START THE RECORDS

PR #380, opened 2024-08-04
Stop tests from depending on table row store being sealed

yihezkel:
### Changed
Stop tests from depending on table row store being sealed, to shorten E2E runtime, and prevent timeouts even with the new HTTP client.


AsafMah:
In a lot of other places in the SDK and others, we run a ".clear database cache streamingingestion schema" 

Could it work for this case?

yihezkel:
> In a lot of other places in the SDK and others, we run a ".clear database cache streamingingestion schema" 
> 
> Could it work for this case?

Valentina said that command wouldn't help

AsafMah (approved):

PR #382, opened 2024-08-21
Add support for configuring SSL/TLS protocols in HttpClient

AsafMah:
Introduce a new `supportedProtocols` field in `HttpClientProperties` to allow specifying SSL/TLS protocols.


ohadbitt:
i hope this will  not be difficult in the new client

ohadbitt (approved):

PR #385, opened 2024-08-26
Changelog + run tests for #378

ohadbitt:


AsafMah:
The date should be the date we released it, so if you want to release it today, change it to today.

If you have more changes waiting, it should be Unreleased (for easier merges)

AsafMah (approved):
note comment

END THE RECORDS

### TASK
A line qualifies when it holds the word "Could"; report all qualifying lines from the records above.

### EXERCISE RESPONSE
Could it work for this case?
> Could it work for this case?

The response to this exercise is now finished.